". .. and they told him all
things, whatsoever they had
Jesus himself had been round about the villages teaching. (Mark 6.6). He had returned "into his own country" (v.1) after visiting the eastern side of the Sea of Galilee, and with the twelve in attendance upon him, began to teach and preach in their synagogue. But the ministry fell on callous hearts and unheeding ears. They claimed to know him, who He was and where He came from. They found cause of offence in him (v.3) and set his words at naught. Because of that "he could do there no mighty work, save that he laid his hands upon a few sick folk and healed them" (v.5).
It was into an atmosphere charged thus with contempt and scorn that Jesus sent his followers, two by two, to preach. To assist them in their ministry He had equipped them with powers ‑ power to cast out the unclean spirits which afflicted the populace. "They cast out many demons, and anointed with oil many that were sick and healed them." (v.13). Witness work in Israel was no gala-day experience. Even He who spake as never man spake found the atmosphere of unbelief too frigid for success. The flow of healing power was checked and hindered in the midst of such frozen apathy. Could the disciples hope to have success where the Master failed?
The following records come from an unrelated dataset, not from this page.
PR #1812, opened 2019-02-08
Bind data as $var when already resolved too

muhmuhten:
b5560d84 lets the data imported by `import "data" as $data` be accessed as either $data or $data::data, except that when "data" has already been imported before, it isn't bound to $data because that code isn't in the other if branch.

### DIFF
--- a/src/linker.c
+++ b/src/linker.c
@@ -263,26 +263,38 @@ static int process_dependencies(jq_state *jq, jv jq_origin, jv lib_origin, block
       jv_free(lib_origin);
       return 1;
     }
-    uint64_t state_idx = 0;
-    for (; state_idx < lib_state->ct; ++state_idx) {
-      if (strcmp(lib_state->names[state_idx],jv_string_value(resolved)) == 0)
-        break;
-    }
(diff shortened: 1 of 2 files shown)


nicowilliams:
Do we need a test?

muhmuhten:
Definitely--my patch doesn't actually fix the problem, and in fact doesn't do anything useful...

muhmuhten:
Unifying the logic looked too messy, so I tried splitting it up as cleanly as possible instead.

Apparently 'import "data" as $d; import "data" as $e;" used to bind $d::d and $e::d (!) by reusing the resolved library, which is both not as documented *and* a violation of common sense.

It does $d::d, $d, $e::e, and $e now.

nicowilliams:
Oof.  So sorry.

muhmuhten:
Wrote a test, and _actually_ fixed the behaviour, I think...

nicowilliams:
We need to change `.travis.yml` to cat all `tests/*.log` corresponding to `tests/*.trs` files that indicate test failures...  I did something like that for Heimdal recently.

nicowilliams:
Thanks!

PR #2255, opened 2021-01-26
Added a first fuzzer for integration with OSS-Fuzz.

DavidKorczynski:
Hi Maintainers,

I would like to set up continuous fuzzing of jq by way of OSS-Fuzz. Essentially, OSS-Fuzz is a free service run by Google that performs continuous fuzzing of important open source projects. The only expectation of integrating into OSS-Fuzz is that bugs will be fixed. This is not a "hard" requirement in that no one enforces this and the main point is if bugs are not fixed then it is a waste of resources to run the fuzzers, which we would like to avoid.

In this PR https://github.com/google/oss-fuzz/pull/4980 I have done exactly that, namely created the necessary logic from an OSS-Fuzz perspective to integrate jq. If you would like to integrate, could you please provide a set of email(s) that will get access to the data produced by OSS-Fuzz, such as bug reports, coverage reports and more stats. The emails should be linked to a Google account in order to view the detailed reports and notice the emails affiliated with the project will be public in the OSS-Fuzz repo, as they will be part of a configuration file.

### DIFF
--- a/tests/jq_fuzz_parse.c
+++ b/tests/jq_fuzz_parse.c
@@ -1,0 +1,21 @@
+#include <stdint.h>
+#include <stdlib.h>
+#include <string.h>
+
+#include "jv.h"
+
+int LLVMFuzzerTestOneInput(uint8_t *data, size_t size) {
+  // Creat null-terminated string
+  char *null_terminated = (char *)malloc(size + 1);
+  memcpy(null_terminated, (char *)data, size);
+  null_terminated[size] = '\0';
+
+  // Fuzzer entrypoint
+  jv res = jv_parse(null_terminated);
+  jv_free(res);
+
+  // Free the null-terminated string
+  free(null_terminated);
+
+  return 0;
+}


nicowilliams:
~How does this work?  Why wouldn't we just use AFL?~  EDIT: Because Google will run the fuzzer for us.

nicowilliams:
Thanks!  I'll rebase this and play with it.

DavidKorczynski:
> ~How does this work? Why wouldn't we just use AFL?~ EDIT: Because Google will run the fuzzer for us.

Yeah, Google will run the fuzzers by way of OSS-Fuzz and this includes both AFL++, libFuzzer, Honggfuzz and Centipede. This will be done continuously.

nicowilliams:
> Yeah, Google will run the fuzzers by way of OSS-Fuzz and this includes both AFL++, libFuzzer, Honggfuzz and Centipede. This will be done continuously.

Yeah, I'm very keen on adding support for all the fuzzing libraries that only need us to provide the same function -- it will be very easy to support all of them.

DavidKorczynski:
> > Yeah, Google will run the fuzzers by way of OSS-Fuzz and this includes both AFL++, libFuzzer, Honggfuzz and Centipede. This will be done continuously.
> 
> Yeah, I'm very keen on adding support for all the fuzzing libraries that only need us to provide the same function -- it will be very easy to support all of them.

Great! If you'd like I can fix this PR up again (am not sure what has changed since it was made, on the JQ side) and ensure things are working on the OSS-Fuzz side? Once that is done we just merge in the pull requests and you will shortly after have code coverage reports available as well as emails with any potential bugs found.

nicowilliams:
> Great! If you'd like I can fix this PR up again (am not sure what has changed since it was made, on the JQ side) and ensure things are working on the OSS-Fuzz side? Once that is done we just merge in the pull requests and you will shortly after have code coverage reports available as well as emails with any potential bugs found.

That would be fantastic!  Thanks for your help!

DavidKorczynski:
@nicowilliams this is ready now.

The corresponding PR is https://github.com/google/oss-fuzz/pull/4980

In order to complete the OSS-Fuzz integration:
1) merge this PR
2) I will adjust https://github.com/google/oss-fuzz/pull/4980 to use fuzzers from here upstream, rather than the one provided from that PR
3) The PR on OSS-Fuzz will be merged
4) OSS-Fuzz will start running the fuzzer using the engines libFuzzer, AFL++, Honggfuzz, Centipede

Could you share an email address that I can attach to the OSS-Fuzz integration? This is used to e.g. receive bug reports. It shuold be affiliated with a Google account due to the authenticate measures used. This email will receive bug reports and also be able to log on to oss-fuzz.com where there will be detailed bug reports, stack traces, reproducer inputs etc.

nicowilliams:
~No changes needed to `Makefile.am`?~  EDIT: No, the `OSS-Fuzz` PR builds this.

tests/jq_fuzz_parse.c
```diff
@@ -0,0 +1,21 @@
...
+#include "jv.h"
+
+int LLVMFuzzerTestOneInput(uint8_t *data, size_t size) {
+  // Creat null-terminated string
+  char *null_terminated = (char *)malloc(size + 1);
+  memcpy(null_terminated, (char *)data, size);
+  null_terminated[size] = '\0';
+
+  // Fuzzer entrypoint
+  jv res = jv_parse(null_terminated);
```
nicowilliams, line 14: BTW, we do have a `jv_parse_sized()` so you don't have to add a `NUL` terminator.

nicowilliams:
I've sent you an email, so now you'll have my email.

nicowilliams:
I sent three gmail-related emails: for me, for @emanuele6, and for @pkoppstein.  Other maintainers/owners will get forwarded copies from us.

Could they thaw the frozen hearts with words of warmth greater than the Master spoke? It had been an almost invaluable experience for them, for nothing can test the fibre of the witness-bearing soul like an atmosphere of indifference and apathy. When the words rebound they can have one of two effects. Either they can daunt and stifle the warm enthusiasm of the witness‑bearer himself or they can react and feed the flames of that enthusiasm to whiter heat by awaking sympathy for deluded men.
With Jesus that indifferent response led to a deepening of his sympathy towards his unresponsive audience. When men to whom He spoke of God's benevolence and love could not heed and accept what He had to say He knew there were sometimes factors other than human choice at work, and for these men his compassion began to flow. Cold callous indifference aroused and intensified in his heart that quality which could bear gently with ignorant and erring men, and made him more resolutely determined to see his mission through.
As Jesus sat and listened to the stories of these twelve, we can be sure He knew how to turn this experience to good effect so that they should not be too elated with their meagre success. "Rejoice not because demons are subject unto you but rejoice because your names are written in heaven."
While they had some small success there was another better side. They, along with him, were Heaven's evangelists ‑ God had sent him ‑ He had sent them, and success or no success, they were linked with God in a witness-bearing to a demon-ridden world. It is that that counts.
We also find ourselves sharing the like experience. The testimony of the Most High has never yet been withdrawn ‑ nor can it be till sin has been eliminated from the earth. But in this callous world God has not promised us much success. The product of this entire Age is but a "little flock". It is the reaction back into our own heart that counts. When after great rebuff we can say with compassionate sympathy "poor deluded suffering world, your day has yet to come" the value of our witness is not lost, it has returned to us with added interest. There has been gain to us, even if to no one else.
But there is something more we can do to bring these desirable effects home to our souls. It is to do as the disciples did. Review the day's experience for the Master's ear in the quiet eventide. Tell him humbly what we have tried to say and do in his Name ‑ it is there that the temperature of heart and soul will reveal itself. You will tell him only what you have sincerely sought to do and say, and as you speak, if only in the deeper chambers of the heart, the fires of devotion to his cause will glow and send out their heat and warmth and you will find your sense of serving him intensified.
If then, this day your voice has rebounded as from the bastion rock; if that little conversation did not end as you desired; if that little tract was later found mud-stained upon the road, never mind. Go and tell Jesus about it all. The witness is not irretrievably lost: it will re-appear in the after years, sometime, somewhere, when an enlightened consciousness counts up the opportunities lost. Seeming defeat with God today can never fail; it is a sure contribution to the final overthrow of the wrong and the untrue.